Advanced forms of the disease are difficult to treat, and chemotherapy is usually ineffective.
Treating the disease with an experimental drug from AstraZeneca, called selumetinib, helped patients live seven months longer than those taking chemotherapy.
Patients given selumetinib lived a median of nearly 12 months, while those given chemotherapy lived a median of almost five months, according to the preliminary study of 80 patients.
Although the study was very small, that survival advantage "is huge" for a disease this difficult, says Sandra Swain, president of the oncology society.
Michael Atkins, a melanoma specialist and deputy director of Washington's Georgetown Lombardi Comprehensive Cancer Center, said selumetinib is a major advance.
"This is the first time any systemic therapy has been shown to work in patients with ocular melanoma," Atkins said in a statement. "This disease has been viewed as practically untreatable until now."
Atkins notes that selumetinib blocks a protein called MEK, which helps send growth signals to cancer cells. These positive results were possible only because scientists did basic research to discover the critical gene mutations driving the disease, which differ from those involved in other kinds of melanoma.
The study "opens the door" for studying other drugs that block MEK, or combinations of them, Atkins said. Doctors should also consider testing this drug on patients with earlier-stage ocular melanoma, whose tumors have a high risk of spreading.
These drugs are all part of a sudden flurry of melanoma therapies, with more under development, says Timothy Turnham, executive director of the Melanoma Research Foundation.
The FDA has approved four new melanoma treatments in the past two years, with the latest two approved Wednesday.
Doctors will present 288 melanoma studies at the cancer conference over the next four days, compared with only 62 a decade ago.
Cathy Hershey, who lost her husband Matthew to melanoma three years ago, says the recent progress is encouraging. "I want to give hope to people," says Hershey, of Lincoln University, Pa.
USA TODAY interviewed Matthew Hershey in June 2010, during the annual cancer conference, about his experience with Yervoy, which was available then only through clinical trials.
At the time, he felt good, with few side effects.
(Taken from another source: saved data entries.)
PR #28, opened 2015-12-21
Add RSpec formatter for Circle CI

gabebw:
With this formatter, Circle should pretty-print our failures. We need a custom spec command because otherwise Circle only runs RSpec, while `bundle exec rake` runs `rake bundle:audit` as well.

https://circleci.com/docs/test-metadata#automatic-test-metadata-collection

I also changed the specs so we can see how failures look now. I'll remove the failures before merging.

### DIFF
--- a/Gemfile
+++ b/Gemfile
@@ -47,6 +47,7 @@ group :test do
   gem "database_cleaner"
   gem "formulaic"
   gem "launchy"
+  gem "rspec_junit_formatter"
   gem "shoulda-matchers"
   gem "simplecov", require: false
   gem "timecop"
--- a/Gemfile.lock
+++ b/Gemfile.lock
@@ -206,6 +206,9 @@ GEM
       rspec-mocks (~> 3.3.0)
       rspec-support (~> 3.3.0)
     rspec-support (3.3.0)
+    rspec_junit_formatter (0.2.3)
+      builder (< 4)
+      rspec-core (>= 2, < 4, != 2.12.0)
     safe_yaml (1.0.4)
     sass (3.4.19)
     sass-rails (5.0.4)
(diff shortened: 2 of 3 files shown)


edwardloveall:
circle died

gabebw:
Do you mean the failures? I added intentional failures (aedb2b4). Or do you mean something else?

edwardloveall:
Oh okay. I've never done anything with circle before so this is all new.

edwardloveall:
I think it looks good then? I'm not sure why we would want an intentional failure after we've seen what one looks like...

gabebw:
>  I'm not sure why we would want an intentional failure after we've seen what one looks like

If you look at the failure from this branch: https://circleci.com/gh/gabebw/hotline-webring/116
vs the failure from older branches: https://circleci.com/gh/gabebw/hotline-webring/110

At the top of build 116 (the first one), Circle nicely formatted the failures for us and we don't have to scroll down to see them, like we do in build 110. I added (temporary) failures so we could see them nicely formatted, since otherwise we wouldn't have any failures because we run clean :leaves:.

edwardloveall:
Cool! Yeah that looks good, but I think I'm asking the wrong question.

I assume you added the formatter so that in the future, when tests fail, we have easy to read failure messages. This branch is has a failing test now so we can test that the formatter worked. If we merge it without changes, we'll have a failing test in our code. Do you plan to remove the failing test now that we know the formatter works?

gabebw:
> Do you plan to remove the failing test now that we know the formatter works?

Yep, from the PR description :smile: : 

> I also changed the specs so we can see how failures look now. I'll remove the failures before merging.

edwardloveall:
Oh okay I missed that. Thanks! Looks good to me!

edwardloveall:
This has been a weekly demonstration on miscommunication. Now back to our regularly scheduled webring.

PR #29, opened 2015-12-31
Ignore a wider variety of local requests

gabebw:
Previously we were only checking for referrers from `localhost`. Now we check for:

* `localhost` (like `http://localhost:3000`)
* `127.0.0.1` (like `http://127.0.0.1:3000`)
* `*.dev` (like `http://example.dev`)

Introduce a `HostValidator` model to cover the new logic.

### DIFF
--- a/app/models/host_validator.rb
+++ b/app/models/host_validator.rb
@@ -1,0 +1,32 @@
+class HostValidator
+  INVALID_HOSTS = %w(127.0.0.1 localhost)
+  INVALID_TLDS = %w(.dev)
+
+  def initialize(url)
+    @url = url
+  end
+
+  def invalid?
+    if url.present?
+      invalid_host? || invalid_tld?
+    else
+      false
+    end
+  end
+
+  private
+
+  attr_reader :url
+
+  def invalid_host?
+    INVALID_HOSTS.include?(host)
+  end
+
+  def invalid_tld?
+    INVALID_TLDS.include?(File.extname(host))
+  end
+
+  def host
+    URI.parse(url).host
+  end
+end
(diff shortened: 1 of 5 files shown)


app/views/pages/localhost.html.erb
```diff
@@ -7,13 +7,13 @@
...
-    definitely not what you want.
+    something like <code>http://localhost</code> as your entry in the webring,
+    which is definitely not what you want.
   </p>
   <p>
-    To keep localhost out of the webring, we ignore requests from localhost and
-    don't add them to the webring.  But don't worry! When you click on your real
-    site it'll work!
+    To keep local hosts out of the webring, we ignore requests from localhost
+    (and a few others, like <code>127.0.0.1</code>) and don't add them to the
```
edwardloveall: Maybe link to the constants in host_validator or the file it self? They may get out of date but at least it's a complete list.

edwardloveall: Rather the link's location might get out of date.

app/models/host_validator.rb
```diff
@@ -0,0 +1,30 @@
...
+  private
+
+  attr_reader :url
+
+  def invalid_host?
+    INVALID_HOSTS.include?(host)
+  end
+
+  def invalid_tld?
+    INVALID_TLDS.include?(File.extname(host))
```
edwardloveall: Clever.

app/views/pages/localhost.html.erb
gabebw: I actually intentionally left this vague -- we'll probably always block localhost, and this lets people know that we also block a few other similar hosts while letting us get away with not enumerating all of them.

app/models/host_validator.rb
gabebw: :blush:

app/views/pages/localhost.html.erb
edwardloveall: Okay!

edwardloveall:
circle dead, but otherwise looks good to me

PR #30, opened 2016-01-14
Atom feed

edwardloveall:
This is a relatively simple feed that shows "gabebw joined Hotline
Webring" with a link to the site that joined.

I added a new key to our en.yml file for authors because someone's
gotta author these amazing feed entries.

### DIFF
--- a/app/models/redirection.rb
+++ b/app/models/redirection.rb
@@ -7,6 +7,11 @@ class Redirection < ActiveRecord::Base
   validates :url, presence: true
 
   scope :in_ring_order, -> { order(next_id: :desc) }
+  scope :latest_first, -> { order(created_at: :desc) }
+
+  def self.most_recent
+    latest_first.first
+  end
 
   def next_url
     self.next.url
@@ -14,5 +19,11 @@ class Redirection < ActiveRecord::Base
 
   def previous_url
     previous.url
+  end
+
+  def tag_uri
+    date = created_at.iso8601
+
+    "tag:#{UNCHANGING_HOSTNAME},#{date}:#{url}"
   end
 end
--- a/config/locales/en.yml
+++ b/config/locales/en.yml
@@ -1,4 +1,5 @@
 en:
+  authors: Gabe and Edward
   date:
     formats:
       default:
--- a/spec/models/redirection_spec.rb
+++ b/spec/models/redirection_spec.rb
@@ -32,6 +32,24 @@ RSpec.describe Redirection do
     end
   end
 
+  describe ".latest_first" do
+    it "returns the redirections with the most recently created first" do
+      redirection = create(:redirection)
+      edward = Redirection.find_by(slug: "edward")
+      gabe = Redirection.find_by(slug: "gabe")
+
+      expect(Redirection.latest_first).to eq([redirection, edward, gabe])
+    end
+  end
+
+  describe ".most_recent" do
+    it "returns the one, most recently created redirection" do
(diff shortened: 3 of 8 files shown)


app/models/redirection.rb
```diff
@@ -7,6 +7,8 @@ class Redirection < ActiveRecord::Base
   validates :url, presence: true
 
   scope :in_ring_order, -> { order(next_id: :desc) }
+  scope :latest_first, -> { order(created_at: :desc) }
+  scope :most_recent, -> { order(created_at: :desc).first }
```
gabebw: I'm not sure this is a scope -- it doesn't return a chainable `ActiveRecord::Relation`, it returns a specific record. How about:

```ruby
class Redirection
  def most_recent
    self.class.latest_first.first
  end
end
```

app/models/redirection.rb
```diff
@@ -15,4 +17,11 @@ def next_url
   def previous_url
     previous.url
   end
+
+  def tag_uri
+    unchanging_hostname = "hotlinewebring.club"
```
gabebw: The hostname is in `ENV["APPLICATION_HOST"]`. How about:

```ruby
hostname = ENV.fetch("APPLICATION_HOST")
```

Then it'll work on staging, too.

config/locales/en.yml
```diff
@@ -1,4 +1,5 @@
 en:
+  authors: Gabe and Edward
```
gabebw: it me

spec/models/redirection_spec.rb
```diff
@@ -32,6 +32,24 @@
     end
   end
 
+  describe ".latest_first" do
+    it "returns the redirections with the most recently created first" do
+      redirection = create(:redirection)
+      edward = Redirection.find_by(slug: 'edward')
```
gabebw: double quotes plz

spec/models/redirection_spec.rb
```diff
@@ -52,4 +70,15 @@
       expect(first.previous_url).to eq("http://edwardloveall.com")
     end
   end
+
+  describe "#tag_uri" do
+    it "returns a properly formatted id string" do
+      redirection = create(:redirection,
```
gabebw: Formatting:

```ruby
redirection = create(
  :redirection,
  created_at: DateTime.new(1999, 2),
   url: "http://example.com",
)
```

app/models/redirection.rb
edwardloveall: Sorry, I should have put this in the PR description instead of just the commit message, but this shouldn't ever change, even if the domain does:

>According to the [atom standard](http://tools.ietf.org/html/rfc4287#page-20) entries in an atom feed should never, ever change. They should also not be the same as the full URI (or really even be a URI) to limit confusion as to what they are used for. They are a unique string used for identification.

>`hotlinewebring.club` is hardcoded into for tag uri formula so that even if the app's domain changes, the unique, never changing ids will stay the same. Hopefully.

> Here is a blog post for reference: https://web.archive.org/web/20081225232147/http://diveintomark.org/archi
ves/2004/05/28/howto-atom-id

edwardloveall:
Ready for re-review

app/models/redirection.rb
gabebw: Oh interesting! How about making this a constant then?

edwardloveall: mmm yup! that'll do

gabebw:
:+1: squash & merge

PR #31, opened 2016-02-02
Force SSL in production (and staging)

gabebw:
Now that Cloudflare gives us SSL, we should force people to use it instead of plain ol' HTTP.


edwardloveall:
I dunno about this. You're introducing a lot of code here. Can you break it up into multiple commits?

gabebw:
Good call. I broke it up into 1 line/commit -- is it easier to read now?

edwardloveall:
Yes, much better. Thank you. :shipit:

adarsh:
aw_snap

PR #32, opened 2016-02-02
Recommend secure webring links

gabebw:
* When an HTTPS site links to the HTTP version of Hotline Webring, it won't send a Referer header
* Hotline Webring relies on the Referer header to know which site to add to the ring
* Linking to the HTTPS version of Hotline Webring ensures that we always get a Referer header, whether the linking site is using HTTPS or not


edwardloveall:
:shipit:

Taking the drug was difficult, mainly because previous rounds of chemo left his veins so battered that it was difficult for nurses to get a needle into them, she says.
Matthew had to stop taking Yervoy after only a few months, when his cancer spread to his brain. He died a few months later, in September, at the age of 43, leaving behind two girls, then ages 10 and 12.
When her husband was sick, Cathy Hershey did her best to educate herself about new treatment options, even attending the annual oncology meeting.
"As rough as treatment was, I do think it prolonged his life," says Hershey, who notes that her husband lived with cancer for five years. "When you have two young kids, if you can get to that one more soccer game, that's huge."